Full moon over Palacios

Yard fungus


----------



## wet dreams (May 21, 2004)

Just a few of grandkids, BP at Minute Maid, waitn, Diamond Club after a hard workout, Pigman, Jace, Grandson first time driven bote n scared, his flattie, grandaughter......WW


----------



## bohunk1 (Nov 12, 2006)

*Dad & jeep*

My Dad & Jeep


----------



## BEER4BAIT (Jun 24, 2005)

Pig down


----------



## Lesto (Mar 4, 2005)

*My daughter is really enjoying her new found love, bird hunting.*




























*The antler tree.*


----------



## slabnabbin (May 25, 2010)

Little nephew turned 5 months old


----------



## Danny O (Apr 14, 2010)

Marina Sunrise
Sunset
Food
New Door Lock


----------



## Harbormaster (May 26, 2000)

Scrubs

Chillin

AB


----------



## chad (Sep 7, 2006)

My oldest son Cole dove hunting at sunset with his new .410 he just got on his 7th birthday from me. He got two doves out of the air that day!


----------



## Bull Minnow (May 28, 2004)

All about the Little man....He's not ready for the real gun yet. Working on safety still. Baseball season is almost done.


----------



## swifty (May 13, 2005)

*My munchkins and their costumes...*

Emmie: iCarly (that girl just loves that stinkn show!)
Wesley: Elmo! (Found matching one I'll be wearing (hopefully) next Monday) 
Group shot this morning at daycare...


----------



## activescrape (Jan 8, 2006)

I/m rebuilding a church in Alabama from last springs tornados. Meet Rev. Marvin Hubbard. A self described "foot soldier" in the civil rights struggles in the 60's. He met MLK, was a close friend of Rev. Fred Shuttlesworth and tells of having german shepherds set on him, fire hoses sprayed at him, being herded like animals by cops on motorcycles and thrown in jail numerous times, yet he carries no grudge, Then he joined the army and served. Then he spent 30 years in the coal mines, up to 1300 feet down. He tells of coal seams deep underground with fossilized fish, trees and plants in it and to try to imagine that it was once the surface of the earth. Quite a man. Plus he has been a minister for 33 years.


----------



## Aggie91 (Sep 26, 2005)

Lesto,

That is a killer antler tree! Looks Good!


----------



## bzrk180 (Jan 7, 2008)

GO YOUTHBUILD!!

Took the kids to an ECO-HOUSE which is 2, 1800 sq ft houses COMPLETELY off the grid! Non reliant on ANY governing services on a ranch outside of Fredericksburg.
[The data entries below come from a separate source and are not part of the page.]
PR #777, opened 2024-06-25
Generell code coverage increasing

olikra:
Added some missing tests on several classes - mainly on the init-part for classes
@solegalli please have a look

PR #781, opened 2024-07-11
fix deprecations improve code coverage

solegalli:
closes #777


solegalli:
Alternatively I can merge this PR which contains your changes @olikra maybe that's easier?

PR #788, opened 2024-07-22
update user guide about ReciprocalTransformer

sergiobemar:
This PR has the goal to update the content of the Reciprocal Transfomer documentation. The new content includes:
- Explanation about the theoretical of this math function.
- Pros and cons of its using
- Code example in order to ease the reproducitibility with images of the obtained plots


solegalli:
Exito! fyi @sergiobemar

PR #643, opened 2022-10-21
Add Pareto diverse sample method

AlexGoodallAI:


trieste/acquisition/multi_objective/pareto.py
```diff
@@ -73,6 +79,194 @@ def hypervolume_indicator(self, reference: TensorType) -> TensorType:
...
+        sample_size: int,
+        allow_repeats: bool = True,
+        bounds_delta_scale_factor: float = 0.2,
+        bounds_min_delta: float = 1e-9,
+    ) -> tuple[TensorType, TensorType]:
+        """
+        Sample a set of diverse points from the Pareto set using
+        Hypervolume Sharpe-Ratio Indicator
+
+        :param sample_size: The number of point to sample from the Pareto front
```
vpicheny: pointS

trieste/acquisition/multi_objective/pareto.py
```diff
@@ -73,6 +79,194 @@ def hypervolume_indicator(self, reference: TensorType) -> TensorType:
...
+        :param allow_repeats: Whether the sample may contain repeats
+        :param bounds_delta_scale_factor: The factor by which to grow the distance
+            between extrema when calculating lower and upper bounds
+        :param bounds_min_delta: The minimum value of the distance between extrema
+        """
```
vpicheny, line 100: add return to docstring?

trieste/acquisition/multi_objective/pareto.py
```diff
@@ -73,6 +79,194 @@ def hypervolume_indicator(self, reference: TensorType) -> TensorType:
...
+            samples, sample_ids = self._choose_batch_no_repeats(x_star, sample_size)
+
+        return samples, sample_ids
+
+    def _choose_batch_with_repeats(
+        self, x_star: TensorType, sample_size: int
+    ) -> tuple[TensorType, TensorType]:
+
+        # Calculate number of times each point is sampled
+        n_times_sampled = x_star * float(sample_size)
```
vpicheny: is it OK to convert with `float()`? naive question (maybe the answer is yes)

trieste/acquisition/multi_objective/pareto.py
```diff
@@ -73,6 +79,194 @@ def hypervolume_indicator(self, reference: TensorType) -> TensorType:
...
+
+        # Calculate the deltas to add to the bounds to get the reference point and lower bound
+        deltas = [
+            ((float(max(self.front[:, i])) - float(min(self.front[:, i]))) * delta_scaling_factor)
+            + min_delta
+            for i in range(front_dims)
+        ]
+
+        # Define lower bound and reference point
+        lower_bound = [float(min(self.front[:, i])) - deltas[i] for i in range(front_dims)]
```
vpicheny: same question as above about the usage of `float()`

trieste/acquisition/multi_objective/pareto.py
```diff
@@ -73,6 +79,194 @@ def hypervolume_indicator(self, reference: TensorType) -> TensorType:
         )
         return hypervolume_indicator
 
+    def sample_diverse_subset(
+        self,
+        sample_size: int,
+        allow_repeats: bool = True,
+        bounds_delta_scale_factor: float = 0.2,
```
vpicheny, line 86: check those values are strictly positive?

tests/unit/acquisition/multi_objective/test_pareto.py
```diff
@@ -104,3 +105,74 @@ def test_get_reference_point_extract_based_on_pareto_front(
...
+    pareto_set = Pareto(observations)
+    sample, sample_ids = pareto_set._choose_batch_no_repeats(x_star, sample_size=2)
+    expected_sample = tf.constant([[-1.0, 1.0], [1.0, -1.0]])
+    expected_sample_ids = tf.constant([3, 1])
+    npt.assert_array_equal(expected_sample, sample)
+    npt.assert_array_equal(expected_sample_ids, sample_ids)
+
+
+@pytest.mark.parametrize(
+    "x_star,expected_ids",
```
vpicheny, line 173: do you want to add a test where choosing 3 points from a batch of 3 returns the same front?

vpicheny (approved):
LGTM! left a few minor comments

trieste/acquisition/multi_objective/pareto.py
AlexGoodallAI: Yes, I'm pretty sure that's what python does under the hood if you do `float * int`. It's unnecessary here, not sure why I've got it in, so I'll remove it

trieste/acquisition/multi_objective/pareto.py
AlexGoodallAI: Also probably unnecessary, but it means we're storing a list of floats rather than a list of numpy arrays, which is probably more natural

vpicheny: maybe if this doesn't impact performance we should try to be consistent w.r.t the rest of the multiobj code in trieste?

AlexGoodallAI: Do you mean convert it to tf?

vpicheny: sorry that wasn't clear, maybe it makes sense to do as in `get_reference_point` for instance? (but ignore if that doesn't make sense)

AlexGoodallAI: Ah yeah, it could (and should) be vectorised. I'll do that

PR #646, opened 2022-11-03
Handle isotropic priors for non-isotropic parameters

uri-granta:


tests/unit/models/gpflow/test_utils.py
```diff
@@ -75,6 +75,21 @@ def test_randomize_hyperparameters_randomizes_kernel_parameters_with_priors(dim:
...
+@random_seed
+def test_randomize_hyperparameters_randomizes_kernel_parameters_with_const_priors(dim: int) -> None:
+    kernel = gpflow.kernels.RBF(variance=1.0, lengthscales=[0.2] * dim)
+    kernel.lengthscales.prior = tfp.distributions.LogNormal(
+        loc=tf.math.log(0.2), scale=1.0  # constant loc should be applied to every dimension
+    )
+    randomize_hyperparameters(kernel)
+
+    npt.assert_allclose(1.0, kernel.variance)
+    npt.assert_array_equal(dim, kernel.lengthscales.shape)
```
Andrew878, line 98: Optional: Maybe worth adding another assert to check if the lengthscale values are different?

Andrew878 (approved):
Looks great

tests/unit/models/gpflow/test_utils.py
uri-granta: I did! (see lines 92 and 78)

Andrew878: Sorry, I meant to check that after sampling, the lengthscale for dimension 1 is different to dimension 2

Andrew878: if this 
`np.count_nonzero(kernel.lengthscales == kernel.lengthscales[0]) == 1 `
achieves it though then no problem at all 

I would have thought it would be something like `assert np.unique(kernel.lengthscales) > 1`

uri-granta: You're right. I was just checking that the first lengthscale was unique, not all of them (for no obvious reason). Fixed.

Andrew878 (approved):

PR #649, opened 2022-11-04
Unpin gpflow and dill

uri-granta:
GPflow 2.6 introduced a breaking change. Rather than support both versions, I've increased the minimum supported version. Before this can be merged though, we also need to upgrade to a newer gpflux.

Also using this opportunity to up the minimum supported version of TF from 2.4 to 2.5 (which is the minimum supported by latest gpflux) and moving our tests to test against 2.8 and 2.10 (rather than 2.4 and 2.8).


hstojic (commented):
I didn't realize we were pinning to 2.5.2...

tests/requirements.txt
```diff
@@ -15,9 +15,7 @@
 packaging
 pytest
 PyYAML
-importlib-metadata<5.0
 
 # pin to version of TF used in prod
-gpflux == 0.2.3
-tensorflow ~= 2.4.1
-tensorflow-probability ~= 0.12.0
+tensorflow ~= 2.8.0
```
AlexGoodallAI, line 20: Why is this `~=2.8.0` and not `~=2.5.0`?

uri-granta: Because "product" is now using 2.8, so we want that to be out main test target. I think there's already an issue to increase the number of versions we test against (we could at least add a "minimal" target), but I'd like to postpone doing that until after I've fixed the memory issues we're seeing.

AlexGoodallAI (approved):
LGTM

hstojic (approved):
looks good

PR #651, opened 2022-11-15
Add support for portfolio method for batch BO

AlexGoodallAI:


tox.ini
```diff
@@ -55,8 +55,8 @@ commands =
 basepython = python3.9
 commands =
     # test but with python 3.9 and latest supported library versions
```
uri-granta, line 57:
```suggestion
    # test but with python 3.9 and latest supported library versions
    # unlike tests this includes the optional qhsri support
```

uri-granta (approved):
LGTM! Make sure you've manually run the slow tests too before you merge (either on GitHub or locally) and ask me if you have any problems with fixing the docs.

trieste/acquisition/rule.py
```diff
@@ -1080,3 +1096,187 @@ def state_func(
...
+    AcquisitionRule[TensorType, SearchSpace, ProbabilisticModel]
+):
+    """Implements the Batch Hypervolume Sharpe-ratio indicator acquisition
+    rule, designed for large batches, introduced by Binois et al, 2021.
+    See :cite:`binois2021portfolio` for details.
+    """
+
+    def __init__(
+        self,
+        batch_size: int = 5,
```
vpicheny: for consistency with other rules, batch_size => num_query_points: int = 1

trieste/acquisition/rule.py
```diff
@@ -1080,3 +1096,187 @@ def state_func(
...
+        self._n_generations: int = ga_n_generations
+        self._filter_threshold: float = filter_threshold
+        self._noisy_observations: bool = noisy_observations
+        self._acquisition_function: Optional[AcquisitionFunction] = None
+
+    def __repr__(self) -> str:
+        """"""
+        return f"""BatchHypervolumeSharpeRatioIndicator(
+        batch_size={self._batch_size}, ga_population_size={self._population_size},
+        ga_n_generations={self._n_generations}, filter_threshold={self._filter_threshold}
```
vpicheny: add noisy observations

vpicheny (approved):
LGTM! would have been ideal to have a unit test that shows that the rule returns what we expect when the problem is trivial (say using a dummy model with closed-form mean and variance such that we know the Pareto) but it's probably overkill.

PR #655, opened 2022-11-22
Allow scipy optimizer to be changed from args

khurram-ghani:


trieste/acquisition/optimizer.py
```diff
@@ -523,13 +523,13 @@ def value_and_gradient(
 
             return cast("np.ndarray[Any, Any]", cache_y), cast("np.ndarray[Any, Any]", cache_dy_dx)
 
+        default_optimizer_args = dict(method="l-bfgs-b")
```
uri-granta: Perhaps simpler like this

```suggestion
        optimizer_args = dict(method="l-bfgs-b", **(optimizer_args or {}))
```

and then just use `**optimizer_args` below?

trieste/acquisition/optimizer.py
```diff
@@ -490,10 +490,10 @@ def _objective_value_and_gradient(x: TensorType) -> Tuple[TensorType, TensorType
     return (successes, fun_values, chosen_x, nfev)
 
 
-class ScipyLbfgsBGreenlet(gr.greenlet):  # type: ignore[misc]
+class ScipyOptimizerGreenlet(gr.greenlet):  # type: ignore[misc]
     """
-    Worker greenlet that runs a single Scipy L-BFGS-B. Each greenlet performs all the L-BFGS-B
-    update steps required for an individual optimization. However, the evaluation
+    Worker greenlet that runs a single Scipy L-BFGS-B (by default). Each greenlet performs all the
```
uri-granta, line 495: There should really be some sort of unit test for `optimizer_args`, though it looks like currently there isn't. Do you think you could add something simple to test_optimizer (maybe passing through the args to `generate_continuous_optimizer` and checking that they get used or defaulted as appropriate)? Alternatively if you think this might be tested by a future PR then it might be ok to skip for now.

uri-granta (approved):
LGTM. Just one suggestion.

trieste/acquisition/optimizer.py
khurram-ghani: This was going to be tested in a future PR. However, I'll add something now. It makes sense.

trieste/acquisition/optimizer.py
khurram-ghani: Actually that doesn't work as is. You have to wrap the defaults in a dict, otherwise you get multiple keyword args error when you try to override. So this would work instead:
`        optimizer_args = dict(dict(method="l-bfgs-b"), **(optimizer_args or {}))
`

trieste/acquisition/optimizer.py
hstojic: I agree with Uri, a test for defaults (and successfully changing them) would be important

hstojic (commented):
looks ok so far, but I agree with Uri, tests are needed

trieste/acquisition/optimizer.py
khurram-ghani: Updated that in the latest commits.

trieste/acquisition/optimizer.py
khurram-ghani: I have added some tests.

This house (reportedly) has the largest residential soalr system in the United States...It has ceiling fans that work off of 2 amps and magnets, LED lights, etc.... A water catch system that gathers water from rooftops and other sources that can gather 3500 gallons from one inch of rain...A cooling and heating system that works from the water in the tanks on the property....VERY IMPRESSIVE!! 

DEFINATELY not cost effective...WOW!!!


----------



## elkhunter49 (Jun 7, 2004)

In honor of hunting season this year I'll post a few from an axis hunt last month near Bandera. Baker


----------



## jdusek (Apr 7, 2006)

Last weekend rangers on Saturday. Cowboys on Sunday. Walk across the street rangers again on sunday. Most beer I ever drank in a 24 hour period. 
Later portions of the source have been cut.